PR #3495, opened 2023-06-12
Ensure get_elasticsearch_error_reason returns a string

felipeelia:
The title says it all. This is really just a safety measure for any unknown return format.


burhandodhy (approved):
LGTM

PR #3499, opened 2023-06-18
Implement abstract Block facet feature class

### LINKED ISSUE #3472: Enhancement: Default methods for Facet Block class

I've found similar blocks of code like the following in the Block classes from different facets:

	public function check_facets_meta_rest_permission() {
		if ( ! current_user_can( 'edit_theme_options' ) ) {
			return new \WP_Error( 'ep_rest_forbidden', esc_html__( 'Sorry, you cannot view this resource.', 'elasticpress' ), array( 'status' => 401 ) );
		}

		return true;
	}

In other facet types that seem to be repeating the same code. I think we can improve this by having an abstract Block class that can be extended. If the rest permissions need to change the method can be redeclared without a problem.

### Designs

_No response_

_No response_

### Code of Conduct

oscarssanchez:
### Description of the Change

This PR implements two abstract classes for the Facets feature. It tries to gather as many commonalities as possible from the facets so in the future, if we need to add subsequent Facet types, we can use the abstract classes as a guide to reduce developing times.

Closes https://github.com/10up/ElasticPress/issues/3472

### Changelog Entry

> Changed - Moved methods to abstract facet class

### Credits

Props @oscarssanchez, @felipeelia 

### Checklist:

### DIFF
--- a/includes/classes/Feature/Facets/Block.php
+++ b/includes/classes/Feature/Facets/Block.php
@@ -2,8 +2,8 @@
 /**
  * Abstract Facet Block class.
  *
- * @since  4.7
- * @package  elasticpress
+ * @since 4.7.0
+ * @package elasticpress
  */
 
 namespace ElasticPress\Feature\Facets;
--- a/includes/classes/Feature/Facets/Block.php
+++ b/includes/classes/Feature/Facets/Block.php
@@ -1,0 +1,60 @@
+<?php
+/**
+ * Abstract Facet Block class.
+ *
+ * @since  4.7
+ * @package  elasticpress
+ */
+
+namespace ElasticPress\Feature\Facets;
+
+/**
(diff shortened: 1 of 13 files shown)


oscarssanchez:
As a next step, we could think about `get_facet_item_value_html()` and make a decision if it makes sense to take out the "is_selected" values and merge them into one array, or if we just want to handle them separately. 

Both have implications specially in the original Facet feature block. We'll need to deprecate those parameters accordingly.

felipeelia (changes requested):
@oscarssanchez I've pushed a commit changing a few things but it seems we still need to change the `check_facets_rest_permission` call in other Block.php files. Also, do you mind calling me on slack to explain more about that $is_selected parameter? I remember we talked about it but now that I looked into it, it seems unnecessary.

# # # # #

◆ **Try it**: Give every line of the material again, exactly.

◆ **Exercise response**:
PR #3495, opened 2023-06-12
Ensure get_elasticsearch_error_reason returns a string

felipeelia:
The title says it all. This is really just a safety measure for any unknown return format.


burhandodhy (approved):
LGTM

PR #3499, opened 2023-06-18
Implement abstract Block facet feature class

### LINKED ISSUE #3472: Enhancement: Default methods for Facet Block class

I've found similar blocks of code like the following in the Block classes from different facets:

	public function check_facets_meta_rest_permission() {
		if ( ! current_user_can( 'edit_theme_options' ) ) {
			return new \WP_Error( 'ep_rest_forbidden', esc_html__( 'Sorry, you cannot view this resource.', 'elasticpress' ), array( 'status' => 401 ) );
		}

		return true;
	}

In other facet types that seem to be repeating the same code. I think we can improve this by having an abstract Block class that can be extended. If the rest permissions need to change the method can be redeclared without a problem.

### Designs

_No response_

_No response_

### Code of Conduct

oscarssanchez:
### Description of the Change

This PR implements two abstract classes for the Facets feature. It tries to gather as many commonalities as possible from the facets so in the future, if we need to add subsequent Facet types, we can use the abstract classes as a guide to reduce developing times.

Closes https://github.com/10up/ElasticPress/issues/3472

### Changelog Entry

> Changed - Moved methods to abstract facet class

### Credits

Props @oscarssanchez, @felipeelia 

### Checklist:

### DIFF
--- a/includes/classes/Feature/Facets/Block.php
+++ b/includes/classes/Feature/Facets/Block.php
@@ -2,8 +2,8 @@
 /**
  * Abstract Facet Block class.
  *
- * @since  4.7
- * @package  elasticpress
+ * @since 4.7.0
+ * @package elasticpress
  */
 
 namespace ElasticPress\Feature\Facets;
--- a/includes/classes/Feature/Facets/Block.php
+++ b/includes/classes/Feature/Facets/Block.php
@@ -1,0 +1,60 @@
+<?php
+/**
+ * Abstract Facet Block class.
+ *
+ * @since  4.7
+ * @package  elasticpress
+ */
+
+namespace ElasticPress\Feature\Facets;
+
+/**
(diff shortened: 1 of 13 files shown)


oscarssanchez:
As a next step, we could think about `get_facet_item_value_html()` and make a decision if it makes sense to take out the "is_selected" values and merge them into one array, or if we just want to handle them separately. 

Both have implications specially in the original Facet feature block. We'll need to deprecate those parameters accordingly.

felipeelia (changes requested):
@oscarssanchez I've pushed a commit changing a few things but it seems we still need to change the `check_facets_rest_permission` call in other Block.php files. Also, do you mind calling me on slack to explain more about that $is_selected parameter? I remember we talked about it but now that I looked into it, it seems unnecessary.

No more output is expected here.